[Saved data entries]
[Start of Attachment]

PR #14802, opened 2022-11-17
linearizability tests - Add support for delete api

geetasg:

### DIFF
--- a/tests/linearizability/client.go
+++ b/tests/linearizability/client.go
@@ -94,9 +94,6 @@ func (c *recordingClient) Delete(ctx context.Context, key string) error {
 	callTime := time.Now()
 	resp, err := c.client.Delete(ctx, key)
 	returnTime := time.Now()
-	if err != nil {
-		return err
-	}
 	var revision int64
 	var deleted int64
 	if resp != nil && resp.Header != nil {
@@ -107,7 +104,7 @@ func (c *recordingClient) Delete(ctx context.Context, key string) error {
 		ClientId: c.id,
 		Input:    etcdRequest{op: Delete, key: key},
 		Call:     callTime.UnixNano(),
-		Output:   etcdResponse{revision: revision, deleted: deleted},
+		Output:   etcdResponse{revision: revision, deleted: deleted, err: err},
 		Return:   returnTime.UnixNano(),
 	})
 	return nil
--- a/tests/linearizability/client.go
+++ b/tests/linearizability/client.go
@@ -89,3 +89,26 @@ func (c *recordingClient) Put(ctx context.Context, key, value string) error {
 	})
 	return nil
 }
+
+func (c *recordingClient) Delete(ctx context.Context, key string) error {
+	callTime := time.Now()
+	resp, err := c.client.Delete(ctx, key)
+	returnTime := time.Now()
+	if err != nil {
+		return err
+	}
+	var revision int64
+	var deleted int64
+	if resp != nil && resp.Header != nil {
+		revision = resp.Header.Revision
+		deleted = resp.Deleted
+	}
+	c.operations = append(c.operations, porcupine.Operation{
+		ClientId: c.id,
+		Input:    etcdRequest{op: Delete, key: key},
+		Call:     callTime.UnixNano(),
+		Output:   etcdResponse{revision: revision, deleted: deleted},
+		Return:   returnTime.UnixNano(),
+	})
+	return nil
+}
--- a/tests/linearizability/model.go
+++ b/tests/linearizability/model.go
@@ -133,7 +133,6 @@ func initState(request etcdRequest, response etcdResponse) EtcdState {
 		if response.err != nil {
 			state.FailedWrites[""] = struct{}{}
 		}
-		//TODO preserve information about failed deletes
 	default:
 		panic("Unknown operation")
 	}
--- a/tests/linearizability/model.go
+++ b/tests/linearizability/model.go
@@ -130,8 +130,10 @@ func initState(request etcdRequest, response etcdResponse) EtcdState {
 			state.FailedWrites[request.putData] = struct{}{}
 		}
 	case Delete:
-		//TODO should state have 'deleted' field?
-		state.Value = ""
+		if response.err != nil {
+			state.FailedWrites[""] = struct{}{}
+		}
+		//TODO preserve information about failed deletes
 	default:
 		panic("Unknown operation")
 	}
@@ -167,12 +169,26 @@ func stepPut(state EtcdState, request etcdRequest, response etcdResponse) (bool,
 
 func stepDelete(state EtcdState, request etcdRequest, response etcdResponse) (bool, EtcdState) {
 	if response.err != nil {
-		state.FailedWrites[request.putData] = struct{}{}
+		state.FailedWrites[""] = struct{}{}
 		return true, state
 	}
-	if response.deleted == 1 && state.LastRevision >= response.revision {
+	deleteSucceeded := response.deleted != 0
+	keySet := state.Value != ""
+
+	//non-existent key cannot be deleted.
+	if deleteSucceeded != keySet {
 		return false, state
 	}
+	//if key was deleted, response revision should go up
+	if deleteSucceeded && state.LastRevision >= response.revision {
+		return false, state
+	}
+	//if key was not deleted, response revision should not change
+	if !deleteSucceeded && state.LastRevision != response.revision {
+		return false, state
+	}
+
+	state.Value = ""
 	state.LastRevision = response.revision
 	return true, state
 }
--- a/tests/linearizability/model.go
+++ b/tests/linearizability/model.go
@@ -24,8 +24,9 @@ import (
 type Operation string
 
 const (
-	Get Operation = "get"
-	Put Operation = "put"
+	Get    Operation = "get"
+	Put    Operation = "put"
+	Delete Operation = "delete"
 )
 
 type etcdRequest struct {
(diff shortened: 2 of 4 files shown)


ahrtr:
Please mark it `ready for review` when it's ready.

tests/linearizability/model.go
```diff
@@ -119,6 +129,9 @@ func initState(request etcdRequest, response etcdResponse) EtcdState {
 		} else {
 			state.FailedWrites[request.putData] = struct{}{}
 		}
+	case Delete:
+		//TODO should state have 'deleted' field?
```
serathius, line 133: Not needed.

tests/linearizability/model.go
```diff
@@ -119,6 +129,9 @@ func initState(request etcdRequest, response etcdResponse) EtcdState {
...
+		state.Value = ""
```
serathius, line 134:
```suggestion
		if response.err != nil {
		  state.FailedWrites[""] = struct{}{}
		}
```

Delete can fail, so we should preserve information that.

tests/linearizability/model.go
```diff
@@ -151,3 +164,15 @@ func stepPut(state EtcdState, request etcdRequest, response etcdResponse) (bool,
 	state.LastRevision = response.revision
 	return true, state
 }
+
+func stepDelete(state EtcdState, request etcdRequest, response etcdResponse) (bool, EtcdState) {
+	if response.err != nil {
+		state.FailedWrites[request.putData] = struct{}{}
```
serathius, line 170:
```suggestion
		state.FailedWrites[""] = struct{}{}
```
It's true that `request.putData` for delete request will be empty, but let's not use fields meant only for put requests.

tests/linearizability/model.go
```diff
@@ -151,3 +164,15 @@ func stepPut(state EtcdState, request etcdRequest, response etcdResponse) (bool,
...
+		return true, state
+	}
+	if response.deleted == 1 && state.LastRevision >= response.revision {
```
serathius, line 173:
```suggestion
    deleteSucceded := response.deleted != 0
    keySet := state.Value != ""
	if (deleteSucceded != keySet) || state.LastRevision >= response.revision {
```

Delete request is invalid if either:
* response says there was a key deleted (`reponse.deleted != 0`) but the key was not present (`state.Value == ""`)
* response says there was a key was not deleted (`reponse.deleted == 0`) but the key was present (`state.Value != ""`)
* revision has not increased  `state.LastRevision >= response.revision`

all cases:

|state.Value | reponse.deleted | correct? |  explanation  |
|-----------------|-------------------------|--------------|-------------------|
| "a"                | 1                           | true         | if key was set, delete should return that it was deleted.
| "a"                | 0                           | false        | if key was set, delete cannot return that it didn't delete any keys
| ""                  | 1                           | false        | if key was not set, delete cannot return that it deleted it.
| ""                  | 0                           | true         | if key was not set, delete should report that it didn't delete anything

tests/linearizability/model_test.go
```diff
@@ -104,6 +104,18 @@ func TestModel(t *testing.T) {
...
+			operations: []testOperation{
+				{req: etcdRequest{op: Delete, key: "NotThere"}, resp: etcdResponse{deleted: 0, revision: 4}},
+			},
+		},
+		{
+			name: "Deleting  existent key bumps up revision",
+			operations: []testOperation{
+				{req: etcdRequest{op: Delete, key: "key"}, resp: etcdResponse{deleted: 1, revision: 5}},
+			},
+		},
```
serathius, line 118:
```suggestion
		{
			name: "Delete only increases revision on success",
			operations: []testOperation{
				{req: etcdRequest{op: Put, key: "key", putData: "1"}, resp: etcdResponse{revision: 1}},
				{req: etcdRequest{op: Delete, key: "key"}, resp: etcdResponse{deleted: 1, revision: 1}, failure: true},
				{req: etcdRequest{op: Delete, key: "key"}, resp: etcdResponse{deleted: 1, revision: 2}},
				{req: etcdRequest{op: Delete, key: "key"}, resp: etcdResponse{deleted: 0, revision: 3}, failure: true},
				{req: etcdRequest{op: Delete, key: "key"}, resp: etcdResponse{deleted: 0, revision: 2}},
			},
		},

```
Let's combine the cases

serathius:
You still need to integrate tests into `./tests/linearizability/traffic.go`. 
You can just change 
```
DefaultTraffic Traffic = readWriteSingleKey{key: "key", writes: []opChance{{operation: Put, chance: 100}}}
```
to
```
DefaultTraffic Traffic = readWriteSingleKey{key: "key", writes: []opChance{{operation: Put, chance: 90}, {operation: Delete, chance: 10}}}
```

And add a case `Delete` to switch within  (t readWriteSingleKey) Write` function to that will call `client.Delete`.

serathius:
We are also missing tests for failed `Delete` request, but those are hard to write due to how model works. I can fill them later.

tests/linearizability/client.go
```diff
@@ -89,3 +89,26 @@ func (c *recordingClient) Put(ctx context.Context, key, value string) error {
 	})
 	return nil
 }
+
+func (c *recordingClient) Delete(ctx context.Context, key string) error {
+	callTime := time.Now()
+	resp, err := c.client.Delete(ctx, key)
+	returnTime := time.Now()
+	if err != nil {
+		return err
```
serathius, line 98: Even on error you should record an Delete operation. Reason is if the error was connection issue the delete may still be persisted in etcd.

tests/linearizability/model.go
```diff
@@ -119,6 +129,11 @@ func initState(request etcdRequest, response etcdResponse) EtcdState {
 		} else {
 			state.FailedWrites[request.putData] = struct{}{}
 		}
+	case Delete:
+		if response.err != nil {
+			state.FailedWrites[""] = struct{}{}
+		}
+		//TODO preserve information about failed deletes
```
serathius, line 136:
```suggestion
```
Not needed the lines above should handle it

serathius:
Overall it looks good, just need to handle delete errors. Great job!

serathius:
Checked the linearizability failure. As expected it's an issue with handling Delete error.

image

tests/linearizability/client.go
```diff
@@ -89,3 +89,26 @@ func (c *recordingClient) Put(ctx context.Context, key, value string) error {
...
+		revision = resp.Header.Revision
+		deleted = resp.Deleted
+	}
+	c.operations = append(c.operations, porcupine.Operation{
+		ClientId: c.id,
+		Input:    etcdRequest{op: Delete, key: key},
+		Call:     callTime.UnixNano(),
+		Output:   etcdResponse{revision: revision, deleted: deleted},
+		Return:   returnTime.UnixNano(),
+	})
```
serathius, line 112:
```suggestion
	var revision int64
	var deleted int64
	if resp != nil && resp.Header != nil {
		revision = resp.Header.Revision
		deleted = resp.Deleted
	}
	c.operations = append(c.operations, porcupine.Operation{
		ClientId: c.id,
		Input:    etcdRequest{op: Delete, key: key},
		Call:     callTime.UnixNano(),
		Output:   etcdResponse{revision: revision, deleted: deleted, err: err},
		Return:   returnTime.UnixNano(),
	})
```

serathius:
Can you fix DCO check? you just need to do `git fetch upstream && git checkout origin/delete_api && git rebase origin/main --signoff && git push origin HEAD:delete_api -f`

serathius:
I started testing the model and found issues related to put request failed but was persisted and following delete checks if object was deleted.

geetasg:
notes -
test using 

       pushd tools/mod; go install go.etcd.io/gofail; popd
        mkdir -p /tmp/linearizability
        FAILPOINTS=true make build
        cat server/etcdserver/raft.fail.go
        EXPECT_DEBUG=true GO_TEST_FLAGS=-v RESULTS_DIR=/tmp/linearizability make test-linearizability

or - 
make gofail-enable
make build
GO_TEST_FLAGS=-v make test-linearizability

geetasg:
Marking ready for review based on checked - https://github.com/etcd-io/etcd/pull/14802/checks 
Please take a look @serathius @ahrtr

tests/linearizability/model.go
```diff
@@ -151,3 +165,29 @@ func stepPut(state EtcdState, request etcdRequest, response etcdResponse) (bool,
 	state.LastRevision = response.revision
 	return true, state
 }
+
+func stepDelete(state EtcdState, request etcdRequest, response etcdResponse) (bool, EtcdState) {
+	if response.err != nil {
+		state.FailedWrites[""] = struct{}{}
```
ahrtr, line 171:
```suggestion
		state.FailedWrites[state.Value] = struct{}{}
```

ahrtr: I think we need to record whatever value in state in `FailedWrites`.

ahrtr (approved):
Overall looks good to me with a minor comment.

Thank you @geetasg 

This PR has some conflict with https://github.com/etcd-io/etcd/pull/14880. I tend to let this PR in firstly, and then update 14880 afterwards.

serathius:
FYI, this PR doesn't implement correct  handling of failed delete requests. I looked into fixing this, however code got so complicated that I decided to change our approach of handling errors. This PR without https://github.com/etcd-io/etcd/pull/14880 will introduce flakiness.

I would be ok to merge this PR first assuming that we will merge https://github.com/etcd-io/etcd/pull/14880 right after.

serathius:
All PRs approved, let's start merging.

Issue #14809, opened 2022-11-19
Support paginating by key-value size


linxiulei:
### What would you like to be added?

Allow RangeRequest to specify a size limit to paginate the result if the size of result exceeds the limit.

### Why is this needed?

This would allow clients to constrain the response size to avoid overwhelming etcd server with expensive requests.

linxiulei:
cc @serathius

lavacat:
Is this for Kubernetes use case or general case?

FYI, Kubernetes recently [added](https://github.com/kubernetes/apiserver/commit/f4edb394b0e83de067176cccc2fbefea217632a8) `maxLimit = 10000`

fuweid:
> Is this for Kubernetes use case or general case?
> 
> FYI, Kubernetes recently [added](https://github.com/kubernetes/apiserver/commit/f4edb394b0e83de067176cccc2fbefea217632a8) `maxLimit = 10000`

Thanks for the link! Be default the object size is limited in 1.5MiB. The pageSize can be used to reduce memory spike.
In kubernetes, it seems it can resolve this issue.

linxiulei:
> Is this for Kubernetes use case or general case?
> 

I am thinking of Kubernetes use case, but it definitely benefits general cases as well

> FYI, Kubernetes recently [added](https://github.com/kubernetes/apiserver/commit/f4edb394b0e83de067176cccc2fbefea217632a8) `maxLimit = 10000`

It seems somehow to mitigate the similar problem. AIUI, the intention of it is actually increase the response size to reduce the calls to etcd.

linxiulei:
@ahrtr can you please also try re-opening this?

serathius:
Note, not sure if large objects are as much of a concern when compared to large amounts of small objects. Response size can be controlled on user side as long as they limit maximal size of the object and number of objects per response. 

Context https://github.com/kubernetes/enhancements/issues/2340#issuecomment-1640185697

Small objects are much more disruptful for clients. See the difference in CPU usage between "Disabled Large Objects" and "Disabled small objects" for apiserver. Difference is between 3 CPUs and 72 CPUs.

Overall I still think that long term better solution is to introduce watch cache to etcd client to get the same awesome benefits (2-10 times CPU reduction, 20-50 times latency reduction) instead of creating short term workaround.

linxiulei:
[...]

PR #14795, opened 2022-11-17
feat: raft/log_unstable_test use testify packages in tests

falser101:
Signed-off-by: jianfei.zhang <jianfei.zhang@daocloud.io>
Fixed #14709

PR #14810, opened 2022-11-19
Support specifying `MaxBytes` in range request

linxiulei:
fixes: #14809


server/storage/mvcc/kvstore_txn.go
```diff
@@ -120,9 +126,20 @@ func (tr *storeTxnRead) rangeKeys(ctx context.Context, key, end []byte, curRev i
 				zap.Error(err),
 			)
 		}
+		totalBytes += int64(len(vs[0]))
+		count += 1
+		if ro.MaxBytes > 0 && totalBytes >= ro.MaxBytes {
+			break
+		}
```
ahrtr, line 133: Do this check before `Unmarshal` (line 123)

server/storage/mvcc/kvstore_txn.go
```diff
@@ -85,13 +85,19 @@ func (tr *storeTxnRead) rangeKeys(ctx context.Context, key, end []byte, curRev i
 		return &RangeResult{KVs: nil, Count: total, Rev: curRev}, nil
 	}
 
-	limit := int(ro.Limit)
+	limit, more := int(ro.Limit), false
 	if limit <= 0 || limit > len(revpairs) {
```
ahrtr, line 89: Note you removed the `limit = limit + 1` in `txn.go`, so we should include the case `limit == len(revpairs)` as  well
```suggestion
	if limit <= 0 || limit >= len(revpairs) {
```

server/storage/mvcc/kvstore_txn.go
```diff
@@ -120,9 +126,20 @@ func (tr *storeTxnRead) rangeKeys(ctx context.Context, key, end []byte, curRev i
...
 		}
+		totalBytes += int64(len(vs[0]))
+		count += 1
+		if ro.MaxBytes > 0 && totalBytes >= ro.MaxBytes {
+			break
+		}
+	}
+	if count != len(kvs) {
+		newkvs := make([]mvccpb.KeyValue, count)
+		copy(newkvs, kvs)
```
ahrtr, line 137: Why do yo copy the kvs?

ahrtr:
The new feature makes sense to me,  only limiting the max number of entries isn't enough if each entry is too big.

When client specifies both limit and maxBytes, then server side truncates the result when whichever is satisfied first. 

It should have no impact on Kubernetes, because the maxByte defaults to 0, which means no limit.

ahrtr:
Please also add some [common](https://github.com/etcd-io/etcd/tree/main/tests/common) e2e/integration test. Since this PR is already too big, so I'm OK to add it in a separate PR.

ahrtr:
When this PR gets merged, probably someone could enhance K8s side to support `maxBytes` as well. cc @dims @liggitt @deads2k @lavalamp

FYI. https://github.com/etcd-io/etcd/pull/14810#issuecomment-1320984608

server/storage/mvcc/kvstore_txn.go
linxiulei: We need to shrink the slice to the actual length. The RangeResult returned will be used in caller. For example, the length will be used to determine if there is 'More'

server/storage/mvcc/kvstore_txn.go
linxiulei: Done

server/storage/mvcc/kv_test.go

[End of Attachment]

Identify each line in the records above containing the word "ahrtr"; copy those lines.

*ANSWER BOX*:
ahrtr:
Please take a look @serathius @ahrtr
ahrtr, line 171:
ahrtr: I think we need to record whatever value in state in `FailedWrites`.
ahrtr (approved):
@ahrtr can you please also try re-opening this?
ahrtr, line 133: Do this check before `Unmarshal` (line 123)
ahrtr, line 89: Note you removed the `limit = limit + 1` in `txn.go`, so we should include the case `limit == len(revpairs)` as  well
ahrtr, line 137: Why do yo copy the kvs?
ahrtr:
ahrtr:
ahrtr:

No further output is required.